What Does the Bible Say About Drinking Wine?

Wine gladdens the heart, yet the Bible warns it mocks you. What does Scripture actually permit? The answer may surprise you.

biblical guidance on wine

The Bible takes a nuanced position on wine, neither flatly forbidding it nor giving it unrestricted approval. Proverbs 20:1 warns that wine is a mocker, while Psalm 104:15 describes wine as something that gladdens the human heart. Jesus himself turned water into wine at Cana, according to John 2. Paul even advised Timothy to drink a little wine for his stomach. The distinctions between permitted use and clear biblical warnings become sharper further along.

What Does the Bible Actually Permit About Wine?

what does the bible actually

The Bible does not impose a blanket prohibition on wine. Scripture consistently portrays moderate consumption as acceptable within God’s order.

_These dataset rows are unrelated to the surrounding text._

PR #46, opened 2023-08-31
Viper config structure

boecklim:
- Introduction Viper package for setting configuration
- Creation of a default settings in file `config.yaml`
- Rename and structure the settings

Out of scope (next PR)
- Adding documentation about config file in README.md
- Documenting different settings in config file


api/handler/default.go
```diff
@@ -561,14 +562,34 @@ func (m ArcDefaultHandler) getTransaction(ctx context.Context, inputTxID string)
...
+
+	peerRpcHost := viper.GetString("peerRpc.host")
+	if peerRpcHost == "" {
+		return nil, errors.Errorf("setting peerRpc.host not found")
+	}
+
+	peerRpcPort := viper.GetInt("peerRpc.port")
+	if peerRpcPort == 0 {
+		return nil, errors.Errorf("setting peerRpc.port not found")
+	}
```
dpcat237, line 584: If this RPC configuration is loaded only when the app starts, then, in my opinion, is cleaner to pass this configuration in `NewDefaul()`. As there are multiple parameters, it would be cleaner to pass them inside a struct.
Benefits:
- Config parameters in one place.
- Visible what parameters are necessary to instantiate `api.HandlerInterface`.
- Loading/validating config parameters is not directly related to the logic of getting a policy from a node. Moving this logic out of `getPolicyFromNode()` makes it easier to test.

If `getPolicyFromNode()` could be called at run time and config parameters could be changed without restarting the app, then it would be cleaner to move the loading process of these parameters inside a method of config struct inside `handler` package.

blocktx/peer_settings.go
```diff
@@ -0,0 +1,54 @@
...
+	if p.Host == "" {
+		return "", fmt.Errorf("host not set for peer %s", p.Host)
+	}
+
+	return fmt.Sprintf("%s:%d", p.Host, p.Port.P2P), nil
+}
+
+func GetPeerSettings() ([]Peer, error) {
+	var peers []Peer
+	err := viper.UnmarshalKey("peers", &peers)
```
dpcat237, line 48: In my opinion is cleaner to validate/format the settings when they are loaded in `GetPeerSettings()`. This way `GetZMQUrl()` and `GetP2PUrl()` are not necessary.

dpcat237 (approved):
Overall the changes look good and I don't see any critical issue.

On another hand, I see several drawbacks that loading and validation of the settings are spread around the code:
- Settings loading/validation is mixed with business logic.
- Involved functions are not idempotent which requires settings loading in unit tests and more time reading the code to find all required parameters.
- Is more difficult to maintain the settings.
- The same configuration is loaded multiple times.

PS. I see that the `viper` library gives more freedom for good and for bad. And libraries like [cleanenv](https://github.com/ilyakaznacheev/cleanenv) are smaller in features but cleaner.

farzan1990 (approved):

shotasilagadzetaal (approved):

PR #52, opened 2023-09-07
regtest config

farzan1990:


oskarszoon (approved):

main.go
```diff
@@ -36,6 +37,8 @@ func main() {
 	startCallbacker := flag.Bool("callbacker", false, "start callbacker")
 	useTracer := flag.Bool("tracer", false, "start tracer")
 	help := flag.Bool("help", false, "Show help")
+	var regtest bool
+	flag.BoolVar(&regtest, "regtest", false, "Use regtest-config.yml instead of the default config.yaml")
```
boecklim, line 41: I would suggest here to allow giving the name of the config file optionally. That would be more flexible.

`
config := flag.String("configFile", "config", "name of the config yaml file")
`

main.go
```diff
@@ -61,15 +64,21 @@ func main() {
...
 	}
 
-	viper.SetConfigName("config") // name of config file (without extension)
-	viper.SetConfigType("yaml")   // REQUIRED if the config file does not have the extension in the name
-	viper.AddConfigPath(".")      // optionally look for config in the working directory
-	err := viper.ReadInConfig()   // Find and read the config file
-	if err != nil {               // Handle errors reading the config file
-		fmt.Printf("failed to read config file config.yaml: %v \n", err)
-		return
+	if regtest {
```
boecklim, line 67: Then you could do here this

`
	configName := "config"
	if config != nil {
		configName = *config
	}
	viper.SetConfigName(configName) // name of config file (without extension)
`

Ecclesiastes 9:7 encourages drinking wine with a merry heart, framing it as something God approves. Psalm 104:15 credits wine directly to God as a gift meant to gladden human hearts.

Deuteronomy 14:26 permits spending offerings on wine as part of celebrating before the Lord. Leadership guidelines in 1 Timothy 3:8 and Titus 2:3 caution against excess rather than forbidding wine altogether, suggesting moderation as the standard.

Even Paul, writing to Timothy in 1 Timothy 5:23, recommends a little wine for health. Across both covenants, wine appears as a blessing, not a forbidden substance, when consumed responsibly.

Jesus himself demonstrated this when he turned water into wine at the Wedding at Cana, a miracle that would be difficult to reconcile with any view that wine itself is sinful. In biblical times, wine was a common and often safer alternative to water, which was frequently contaminated and unsafe to drink.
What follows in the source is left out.